Trying to fit into that system kills us. Slowly.
And, we don’t even know it.
We think we’re shit.
We think we’re wrong.
That we can’t do like others, so there MUST be something WRONG with US.
And this could not be further from the truth.
And I know that so many of us KNOW THIS.
The light inside of my community, my autistic kin is being dimmed.
Sometimes, until it’s out.
I will never live that way again. Ever.
If nobody likes me, if my body is inadequate, if I don’t have incredible academic scores or meet up to any of the extremely shallow and superficial ways in which society would deem me acceptable or worthy..
Then who cares?
I get to live in my full, authentic expression.

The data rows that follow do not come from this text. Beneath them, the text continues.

PR #1766, opened 2026-09-20
fix(proxy): pin each bridged Codex conversation to one prompt cache

murdore:
OpenAI caching is automatic: a prefix is reused only when the request lands on
infrastructure already holding it, and prompt_cache_key is what pins a
conversation to one. The bridged fallback builds its own Codex Responses
payload and never set it, so every turn took its chances on routing -- the
worst case for a hop that arrives in bursts separated by long gaps.

Measured over 36h on the live proxy, split by path:

  /v1/messages (bridged)         gpt-5.6-sol  228,334,264 input   28.2% cached
  /backend-api/codex/responses   gpt-5.6-sol   16,238,877 input   48.7% cached
  /backend-api/codex/responses   gpt-6-astra  247,767,341 input   49.3% cached

The native path, where the Codex client supplies its own key, caches at ~49%.
The bridged path, which sends none, caches at 28.2% -- and it carries the
volume: 2,623 of 2,770 gpt-5.6-sol requests.

Claude Code carries its session id inside metadata.user_id, next to account
and device identifiers. Only the session id is read, and it is hashed, so
nothing identifying reaches the upstream. When no session id can be recovered
the field is omitted rather than filled with something shared: a key common to
every conversation would pin unrelated prefixes onto one cache instead of
separating them.

The field is accepted by this backend -- it appears in the official Codex
client binary -- which matters because the ChatGPT Codex endpoint rejects
unknown fields, as store: false already documents.

## Summary by CodeRabbit

* **Performance**
  * Improved Codex fallback prompt caching by consistently associating requests from the same conversation with a stable cache key.
  * Prevented sensitive session identifiers from being exposed in outbound requests.
* **Bug Fixes**
  * Requests without valid conversation metadata no longer receive an invalid or shared cache key.
* **Tests**
  * Added coverage for cache-key stability, separation between conversations, privacy, and missing or invalid metadata.


Tara-ag:
## Verdict: **APPROVE**

The change pins each bridged Codex conversation to one OpenAI prompt cache by deriving a stable SHA-256 hash of the Claude session id. It is correct, secure, and covered by tests. The single open item is a minor cache-efficiency edge case already flagged inline by CodeRabbit; it does not block merge.

### Findings

| --- | --- | --- |
| MINOR | `src/lib/proxy/codexFallback.ts:320-321` | `session_id ?? parent_session_id` picks an empty/non-string `session_id` and discards a valid `parent_session_id`, so some malformed-primary sessions skip cache routing. Already anchored inline by CodeRabbit (with a suggestion); I am not duplicating it. |

No other findings.

### Checked clean

- **Security** — `codexPromptCacheKey` reads only `metadata.user_id`, hashes the recovered id, and forwards only the 64-char digest. `convertClaudeRequestToCodex` does not pass `body.metadata` through (it rebuilds the request object), so no account/device identifier reaches the upstream. The docstring's no-leak claim holds.
- **Rule 1 (dynamic imports)** — `import { createHash } from "node:crypto"` is a stdlib static import, not a provider; no circular-dependency risk.
- **Rule 4 (CLI ≠ SDK)** — `codexPromptCacheKey` is used only inside `convertClaudeRequestToCodex`, the fallback proxy path. No CLI/SDK leak.
- **Rule 5 (backward compatibility)** — a new optional `prompt_cache_key` field on the fallback request type is only set when derived; existing callers and the `CodexResponsesRequest` shape are unchanged.
- **Blast radius** — change is contained to `codexFallback.ts`, `types/codex.ts`, and its test suite; no shared/hot-path surface touched.
- **Tests** — cover key stability across calls, identifier redaction, and omission for invalid metadata.

The only gap (empty `session_id` with valid `parent_session_id`) is the CodeRabbit MINOR above and warrants the suggested fix before the fallback covers that session class.

Tara-ag (approved):
Approving. The prompt-cache-key change is correct and secure: only a SHA-256 hash of the Claude session id is forwarded, and the raw metadata never reaches the Codex upstream. See the summary comment for the full check list. One minor edge case (empty `session_id` with a valid `parent_session_id`) is already tracked inline by CodeRabbit and is not blocking.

Nothing beats that feeling.
Living as who I am MEANT to be.
It isn’t easy.
It isn’t easy to like ourselves in a world gone mad with self hatred being promoted left, right and centre.

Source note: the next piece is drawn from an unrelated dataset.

Issue #1744, opened 2026-09-19
ci: the documented env-strip does not strip anything for suites that import the SDK — 30 Extended Suites were admitted on that basis


murdore:
Found while root-causing a CI-only failure on #1735. The bug there is separate; this is about the **method used to vet suites into CI**.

Sometimes it’s painful. Sometimes it’s terrifying. Sometimes it’s sad.
There’s grief. There’s a lot of letting go.
The people come.
Our people come.
Our lives; my life..came along.
My life came along.
Our thoughts, feelings and experiences are ever evolving and they change.

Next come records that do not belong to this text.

PR #1768, opened 2026-09-20
fix(yama-review): fail the job when a run posts no review

### LINKED ISSUE #1754: Yama PR Review reports success after reviewing nothing — its GitHub reads 404 against juspay/juspay
Found on #1746 (credit: the TTS cluster, which nearly reported it as "passed with no findings" and checked instead).

## A green check that means no review happened

`Yama PR Review` reported `COMPLETED/SUCCESS` on https://github.com/juspay/neurolink/pull/1746, with **no title, no summary, zero reviews and zero inline comments** on the PR.

It did not skip — neither preflight path (`Fork PR — secrets unavailable`, `Missing YAMA_GITHUB_TOKEN`) fired. It ran for ~33 minutes (17:22→17:55) and made hundreds of tool calls. Its own instructions require inline comments plus one summary comment, and to finish only when "the PR carries one clean, complete review… and a review state that matches the verdict". It produced none of that and logged no verdict.

## Cause: the repository slug is wrong

Job `105936281726` made seven requests of this shape, all 404:

```
MCP error 0: failed to get issue comments:
GET https://api.github.com/repos/juspay/juspay/issues/1746/comments: 404 Not Found
```

`juspay/juspay` — the owner duplicated as the repository name. It was reading a repository that does not exist, found nothing, and exited 0.

## Scope: intermittent, NOT global

The initial hypothesis was that this degrades review on every PR. **It does not** — checked across recent PRs by counting real inline comments from the reviewer identity:

| PR | Yama check | inline review comments |
|---|---|---|
| #1647 | success | 7 |
| #1740 | success | 6 |
| #1733 | success | 3 |
| #1739 | in_progress | 4 |
| **#1746** | **success** | **0** |

So Yama works on most runs and produced substantive, correct findings on those PRs today — including one this repository acted on and one it justifiably declined. #1746 is the outlier. Whatever produces the bad slug is per-run, not a static misconfiguration, which makes it harder to spot and is the reason this needs a guard rather than only a fix.

## Why this matters more than one missed review

A green `Yama PR Review` is currently indistinguishable between "reviewed and found nothing" and "reviewed nothing". The first is a signal; the second is silence wearing the same colour. Any PR merged on the strength of a green Yama may have had no review at all, and nothing on the PR would show it.

This is the failure mode CLAUDE.md already records — an exit code mistaken for a result — appearing in a new place. The existing list covers `CANCELLED`, missing contexts, empty `gh pr checks` output, a redirect failing before the tool ran, and a verifier sharing a stale input. This is the same family: the tool ran, reported success, and did nothing.

## Suggested fix

1. **Make the job fail when it produces no review.** If Yama completes without posting a review or a summary comment, that is an error, not a success. This is the important half — it converts silent non-review into a visible failure regardless of cause.
2. Find the slug bug. The duplication pattern (`<owner>/<owner>`) suggests an owner value being used where `owner/repo` is expected, or a repo variable that is empty and falls back to the owner.
3. Assert the target repository once at startup and abort on a 404, rather than making seven failing reads and continuing.

Point 1 stands on its own even if 2 takes longer.

murdore:
## Summary

Closes #1754 (partial — see scope note below).

`Yama PR Review` can exit `0` without posting anything at all. On #1746 it ran for ~33 minutes, made hundreds of tool calls, and reported `COMPLETED/SUCCESS` with zero title, zero summary, zero reviews and zero inline comments — because Yama's own internal GitHub client was reading against `juspay/juspay` (owner duplicated as repo name) instead of `juspay/neurolink`, got 404s on every call, and silently treated the empty result as "nothing to report" instead of failing.

This PR adds a guard step, `Guard against a silent no-op review`, to `.github/workflows/yama-review.yml`, after the `Yama review` step:

- A new `Record review start time` step captures a timestamp immediately before Yama runs.
- The guard step re-reads the PR's reviews via `gh api repos/${REPOSITORY}/pulls/${PR_NUMBER}/reviews` using the **job's own `GITHUB_TOKEN`** — a reader independent of whatever repo-slug bug exists inside Yama's internal GitHub MCP client, so it can't inherit the same misconfiguration.
- It fails the job (`exit 1`, with an `::error::` annotation) if no review with a verdict (`APPROVED` or `CHANGES_REQUESTED`) and a non-empty summary body was posted on the PR since the run started.
- Zero *inline* comments alone is not treated as a failure — a clean PR can legitimately be approved with no findings. Zero *reviews* is, since Yama's own prompts (`.yama/prompts.json`) require finishing with exactly one summary review whose state matches the verdict.

## Scope

This is deliberately narrow to what's fixable from this repo's side. **The actual repo-slug bug lives inside `@juspay/yama`'s own GitHub client construction (a separate package this repo does not own)** — that is a known follow-up, not attempted here. This PR only makes the symptom (silent success) impossible to merge on quietly; it converts "reviewed nothing, reported success" into a visible, failing check, per issue #1754's suggested fix point 1 ("Make the job fail when it produces no review... the important half").

## ⚠️ CI will show 0/5 required checks on this PR — expected, not a bug

This PR modifies a file under `.github/workflows/` (`yama-review.yml`). Empirically confirmed this session (two consecutive pushes touching a workflow file on this repo registered **zero** `pull_request`-triggered runs, including `ci.yml`): PRs that touch `.github/workflows/` never get `pull_request`-triggered CI on this repo. So this PR will show **0/5 required checks ever registering** — that's expected given this constraint, not something to work around by finding another way to land the change.

Since CI can't validate the workflow YAML's own syntax here, I validated locally instead:

- `python3 -c "import yaml; yaml.safe_load(open('.github/workflows/yama-review.yml'))"` — parses cleanly.
- Re-parsed with PyYAML and printed the job's step list to confirm ordering: `Preflight (fork + secrets)` → `Checkout` → `Setup Node.js` → `Set up uv` → `Pre-build the code graph` → `Record review start time` → `Yama review` → `Guard against a silent no-op review` → `Archive the run log`. `Archive the run log` keeps its original `if: always()` so it still archives the log on a guard-triggered failure.
- `yamllint` and `actionlint` are not available in this environment (`pipx run yamllint` timed out fetching from a network-constrained sandbox) — could not run either.
- Manually verified `${{ }}` expression balance (16 opens / 16 closes) and read through the diff for `if:` condition correctness (all new steps gated on `steps.gate.outputs.run == 'true'`, matching the existing pattern in the file) and `${{ }}` expression syntax.
- Confirmed `gh` CLI is preinstalled on `ubuntu-latest` GitHub-hosted runners (used in the new guard step), and that the job's existing `permissions: pull-requests: write` (superset of read) covers the new `pulls/.../reviews` read.

Given CI won't run, please double-check the YAML by eye before merging — a syntax error here would not be caught before merge.

## Follow-up (out of scope here)

The underlying repo-slug bug inside `@juspay/yama`'s GitHub client construction (producing `juspay/juspay` instead of `owner/repo`) still needs a fix in that package — this PR only adds the guard, not that fix. Tracked in #1754.

## Test plan

- [x] `python3 -c "import yaml; yaml.safe_load(...)"` parses the workflow cleanly.
- [x] Manual diff review of step ordering, `if:` conditions, and `${{ }}` expression syntax.
- [ ] CI cannot validate this PR (workflow-file changes don't trigger `pull_request` CI on this repo — see above). Needs manual review before merge.
- [ ] Not yet exercised against a live PR — no way to trigger `pull_request` CI here; would need to be observed on the next real Yama run after merge.

## Summary by CodeRabbit

- **Bug Fixes**
  - Review checks now detect and fail when an automated review completes without providing a decision or summary.
  - Review validation records when the process begins, helping ensure only results from the current review are evaluated.

- **Documentation**
  - Added explanatory guidance for the review validation behavior.


Tara-ag (commented):
Reviewing the silent-no-op guard. Two moderate robustness findings; the guard logic itself is correct.

.github/workflows/yama-review.yml
```diff
@@ -115,6 +134,34 @@ jobs:
...
+        # since this run started. Zero inline comments alone is not a failure
+        # (a clean PR is legitimately approved with none); zero reviews is.
+        env:
+          GH_TOKEN: ${{ secrets.GITHUB_TOKEN }}
+          REPOSITORY: ${{ github.repository }}
+          PR_NUMBER: ${{ github.event.pull_request.number }}
+          STARTED_AT: ${{ steps.started.outputs.at }}
+        run: |
+          set -euo pipefail
+          posted=$(gh api "repos/${REPOSITORY}/pulls/${PR_NUMBER}/reviews?per_page=100" \
```
Tara-ag: `gh api` without `--paginate` returns only the first page of reviews (max 100). The default ordering of the `/reviews` endpoint is reverse-chronological, so this PR's own review will normally be on page 1 and the guard still works — but on a busy PR with >100 historical reviews the assumption is implicit and fragile. Suggest passing `--paginate` so the count never stalls on pagination semantics:

```bash
posted=$(gh api --paginate "repos/${REPOSITORY}/pulls/${PR_NUMBER}/reviews?per_page=100" \
  --jq '[...same...] | length')
```

Also note the `set -euo pipefail` interplay on line 151: if `gh api` fails transiently (rate limit, network), the command substitution makes this step exit nonzero and fails the job loudly **even when a valid review was correctly posted**. That is a deliberate loud-vs-silent trade-off (and acceptable given the goal of #1754), but call it out in the surrounding comment so a future reader isn't surprised.

.github/workflows/yama-review.yml
```diff
@@ -115,6 +134,34 @@ jobs:
...
+            --jq '[.[] | select(
+              .submitted_at != null
+              and .submitted_at >= env.STARTED_AT
```
Tara-ag, line 164: If `STARTED_AT` (`steps.started.outputs.at`) is ever empty, the jq filter `env.STARTED_AT` evaluates to `""`, and `.submitted_at >= ""` is **always true** — so *any* historical review from an earlier `synchronize` would satisfy the filter, `posted` becomes non-zero, and the guard passes trivially. That silently reintroduces the exact no-op this PR is trying to close (#1754). Since `env.STARTED_AT != null` won't catch an empty string, add a bash-side guard before the query, e.g.:

```bash
[ -n "$STARTED_AT" ] || { echo "::error::STARTED_AT missing; cannot verify a review was posted"; exit 1; }
```

Low probability (the `Record review start time` step always emits a value), but the failure mode is silent, which is the opposite of what this guard intends — a cheap one-line defence.

Tara-ag (changes requested):
The starter marker (name: `review comment posted`, line 146) and the `Record review start time` step (lines 143-145) are CORRECT — `Continue on error` + `if: always()` is exactly the right shape (per the project's comment-formatting and error-tolerance conventions) to ensure a silent no-op never squelches a genuinely failing review, and the thread is caught by the ping+close mailbox rather than being left dangling. Two issues below are worth tightening before merge; both are edge cases whose failure mode is *silent*, which is the exact behavior this guard exists to prevent.

_Inline comments:_
- Lines 151-152 — pagination: `gh api` without `--paginate` caps at one page (100 reviews); add `--paginate`. Also note the loud-exit-on-transient-error trade-off should be documented in the comment.
- Line 155 — empty `STARTED_AT` makes `.submitted_at >= ""` always true, trivially passing the guard and reintroducing #1754. One-line `[ -n "$STARTED_AT" ]` defence suggested.

Tara-ag:
**Verdict: APPROVE** — the guard is correct and both earlier robustness findings are now fixed.

|---|---|---|
| RESOLVED | `.github/workflows/yama-review.yml:151-152` | Missing `--paginate` could cap the review count at one page; author added `--paginate` — thread resolved. |
| RESOLVED | `.github/workflows/yama-review.yml:155` | Empty `STARTED_AT` made `.submitted_at >= ""` always true (silent no-op); author added an empty-value guard — thread resolved. |

What was checked and found clean:
- Guard logic: records start time, queries reviews with `GITHUB_TOKEN`, filters for qualifying verdicts with non-empty bodies posted after `STARTED_AT`, exits non-zero when none match — correctly closes the silent no-op of #1754.
- Error handling: `Continue on error` + `if: always()` + ping/close-mailbox keeps genuine review failures loud.
- No secrets, no hot-path (baseProvider/registry/types/auth/mcp) influence, no SDK surface change.

No blocking issues.

Tara-ag:
## Review summary — recurring review of `fix/yama-silent-review-guard`

Reviewed as a recurring pass against the updated diff (`fefe4f9`). Both findings from the earlier review are now addressed in the current diff, and both threads are already resolved — no repost:

1. ✅ **Pagination** — the guard now uses `gh api --paginate ... --jq '[...]'` and explicitly handles the "`--jq` applies per page, not to the combined result" caveat by slurping all page arrays with `| jq -s 'add | length'`. This is the correct idiom; the earlier `--jq '... | length'` per-page-count bug is gone.
2. ✅ **Empty-`STARTED_AT` guard** — there is now an explicit `[ -z "${STARTED_AT}" ]` check that fails closed with an `::error::` annotation, so a missing timestamp can no longer make the recency check trivially pass.

I re-read the current guard logic end to end and found no new factual issues:

- **jq filter parses correctly**: with jq precedence the select reduces to `(submitted_at != null) and (submitted_at >= env.STARTED_AT) and (state == "APPROVED" or state == "CHANGES_REQUESTED") and ((.body|length) > 0)`. The parentheses around the `or` are present, so the `and`/`or` binding is right.
- **`env.STARTED_AT` is visible** to gh's embedded jq because the Actions `env:` block exports it to the shell, which the `gh` subprocess inherits (jq's `env` builtin reads the process environment).
- **Fails closed on API failure**: if `gh api` errors, the pipeline exits non-zero and `set -euo pipefail` fails the job loudly; an empty response body yields a single `[]` page → `length` 0 → job fails. No path silently passes on a broken read.
- **Correctness of the recency window**: `STARTED_AT` is recorded right before Yama runs, so only this run's posted review clears the `>=` check, not a stale review from an earlier synchronize.

Two non-blocking observations only, no action required (flagging for awareness, not as blockers):

- **The guard counts any review with a verdict+summary since `STARTED_AT`, not specifically Yama's.** A human `APPROVE`/`CHANGES_REQUESTED` landing during the run would also satisfy it. Given the goal is "fail a silent no-op run," false *passes* are the failure mode and a human review is still a real review, so this is acceptable — worth noting in case stricter provenance is ever wanted.
- **This repo can't validate the workflow via CI** (workflow-file changes don't trigger `pull_request` runs here, as you documented). The YAML logic reads clean under PyYAML and the shell/jq was hand-traced here, but the guard's behavior on a live run can only be confirmed post-merge on the next real Yama invocation.

No blocking findings. Approving the change as reviewed.

Tara-ag (approved):
Approving — the two robustness findings from the earlier round (missing `--paginate` / pagination cap, and the empty `STARTED_AT` jq edge case) are both addressed in the current diff and both review threads are resolved. The guard itself is correct: it records the start time, queries reviews with `GITHUB_TOKEN`, filters for qualifying verdicts posted after `STARTED_AT`, and fails the job when no such review exists — closing the silent no-op of #1754 while keeping genuine review failures loud via the `Continue on error` + `if: always()` + ping/close-mailbox pattern. No new issues found in this pass.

This is important in order to be able to create space for growth.
It’s okay to change our minds.
I love being autistic.
I love that I don’t get a choice about being different.
It is absolutely challenging in so many ways.
And yet, I’d never want to be any other way than different.
It is an honour.
I would die inside; I would suffocate if I had to live as others do.
I’ve tried. I spent 35 years doing all the neuronormative, socially acceptable things.
I’m not made for that. I’m not.
When we support our children, our autistic loved ones to align with their purpose, to align with the lifestyle they’re MEANT to have, and to let them figure that out intuitively..
To stand back, let go, and trust in the process,
That is when we thrive.
All of the most amazing attributes live inside autistic people.
A beautiful sense of morality,
Consideration and care for others
Deep compassion and empathy
And that solid sense; that unshakeable, immovable sense of social justice
It is all there.
It is all there, underneath the surface.
But we have to pull those layers away first.
And so many of those layers are created in the process of shutting down our inherent autistic expression and forcing us into living and being in alignment with something we are not meant for.
I am going home to do things differently.